Activity: Count how many lines in the entries below hold the string "martinvuyk", and respond with that number only.

[Excerpts from a dataset]
- - -

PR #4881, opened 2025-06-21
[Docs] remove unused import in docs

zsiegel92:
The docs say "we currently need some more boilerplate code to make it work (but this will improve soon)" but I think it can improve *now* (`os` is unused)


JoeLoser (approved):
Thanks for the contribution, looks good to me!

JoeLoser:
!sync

- - -

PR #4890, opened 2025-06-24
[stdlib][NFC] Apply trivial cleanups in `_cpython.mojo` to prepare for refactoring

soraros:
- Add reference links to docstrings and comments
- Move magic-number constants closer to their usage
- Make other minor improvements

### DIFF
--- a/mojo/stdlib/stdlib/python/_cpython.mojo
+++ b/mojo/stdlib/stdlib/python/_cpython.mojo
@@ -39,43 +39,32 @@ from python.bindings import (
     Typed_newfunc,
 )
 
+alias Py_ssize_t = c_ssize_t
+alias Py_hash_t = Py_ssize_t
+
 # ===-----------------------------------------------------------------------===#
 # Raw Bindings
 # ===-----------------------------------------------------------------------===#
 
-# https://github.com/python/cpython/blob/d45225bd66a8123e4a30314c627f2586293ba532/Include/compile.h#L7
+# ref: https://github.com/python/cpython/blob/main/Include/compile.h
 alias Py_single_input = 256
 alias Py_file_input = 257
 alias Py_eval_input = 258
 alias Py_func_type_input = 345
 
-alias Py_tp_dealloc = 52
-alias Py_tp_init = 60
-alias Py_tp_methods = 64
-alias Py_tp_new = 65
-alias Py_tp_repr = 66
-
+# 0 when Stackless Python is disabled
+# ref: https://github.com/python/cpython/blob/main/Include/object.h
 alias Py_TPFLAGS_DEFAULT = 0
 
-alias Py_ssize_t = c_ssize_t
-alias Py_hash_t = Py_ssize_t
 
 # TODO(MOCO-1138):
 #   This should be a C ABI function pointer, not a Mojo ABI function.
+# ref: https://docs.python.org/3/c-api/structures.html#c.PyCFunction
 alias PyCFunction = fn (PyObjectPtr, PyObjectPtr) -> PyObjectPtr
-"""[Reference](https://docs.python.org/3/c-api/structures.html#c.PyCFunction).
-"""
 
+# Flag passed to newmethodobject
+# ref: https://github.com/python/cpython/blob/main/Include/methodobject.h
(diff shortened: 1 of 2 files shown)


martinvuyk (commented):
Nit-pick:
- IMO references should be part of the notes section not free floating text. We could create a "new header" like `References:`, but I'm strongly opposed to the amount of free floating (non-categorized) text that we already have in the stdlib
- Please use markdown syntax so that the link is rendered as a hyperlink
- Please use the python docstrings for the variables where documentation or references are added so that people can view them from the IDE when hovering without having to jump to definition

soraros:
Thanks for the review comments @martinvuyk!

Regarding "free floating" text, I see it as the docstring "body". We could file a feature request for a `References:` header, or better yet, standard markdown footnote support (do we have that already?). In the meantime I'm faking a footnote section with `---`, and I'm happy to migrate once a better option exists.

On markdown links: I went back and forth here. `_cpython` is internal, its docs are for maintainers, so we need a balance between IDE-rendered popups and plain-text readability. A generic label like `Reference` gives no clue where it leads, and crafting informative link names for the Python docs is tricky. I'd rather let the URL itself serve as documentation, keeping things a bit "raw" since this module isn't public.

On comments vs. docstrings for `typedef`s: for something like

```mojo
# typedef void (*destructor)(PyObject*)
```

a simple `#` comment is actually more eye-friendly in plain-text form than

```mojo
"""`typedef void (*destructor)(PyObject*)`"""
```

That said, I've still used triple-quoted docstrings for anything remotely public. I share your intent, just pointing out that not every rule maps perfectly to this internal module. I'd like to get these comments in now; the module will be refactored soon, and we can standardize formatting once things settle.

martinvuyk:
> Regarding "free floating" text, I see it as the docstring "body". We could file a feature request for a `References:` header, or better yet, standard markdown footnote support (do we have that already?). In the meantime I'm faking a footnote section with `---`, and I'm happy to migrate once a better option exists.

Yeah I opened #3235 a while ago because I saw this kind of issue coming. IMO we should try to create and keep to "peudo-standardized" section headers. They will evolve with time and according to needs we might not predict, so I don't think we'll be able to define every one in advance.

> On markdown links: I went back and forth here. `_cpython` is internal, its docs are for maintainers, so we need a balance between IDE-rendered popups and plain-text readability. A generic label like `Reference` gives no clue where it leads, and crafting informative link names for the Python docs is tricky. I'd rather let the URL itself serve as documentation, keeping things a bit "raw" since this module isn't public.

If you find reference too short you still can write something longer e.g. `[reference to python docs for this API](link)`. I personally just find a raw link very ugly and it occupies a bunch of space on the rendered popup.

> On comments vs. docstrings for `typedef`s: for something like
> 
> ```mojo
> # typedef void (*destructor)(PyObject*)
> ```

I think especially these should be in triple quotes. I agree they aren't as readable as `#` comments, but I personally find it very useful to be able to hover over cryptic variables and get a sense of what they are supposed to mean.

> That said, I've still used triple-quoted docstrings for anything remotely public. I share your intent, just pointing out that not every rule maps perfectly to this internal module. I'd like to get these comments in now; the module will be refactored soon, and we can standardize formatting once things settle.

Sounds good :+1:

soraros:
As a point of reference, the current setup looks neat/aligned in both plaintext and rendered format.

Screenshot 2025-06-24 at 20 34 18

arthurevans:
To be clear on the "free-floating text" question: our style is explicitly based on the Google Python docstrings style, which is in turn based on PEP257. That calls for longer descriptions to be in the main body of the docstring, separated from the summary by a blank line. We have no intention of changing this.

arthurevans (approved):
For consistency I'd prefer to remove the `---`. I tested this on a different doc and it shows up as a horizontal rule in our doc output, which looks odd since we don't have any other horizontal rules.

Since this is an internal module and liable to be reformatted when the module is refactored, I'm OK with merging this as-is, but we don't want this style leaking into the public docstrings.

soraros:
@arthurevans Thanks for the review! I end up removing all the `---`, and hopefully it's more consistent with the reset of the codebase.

- - -

Exercise result: 3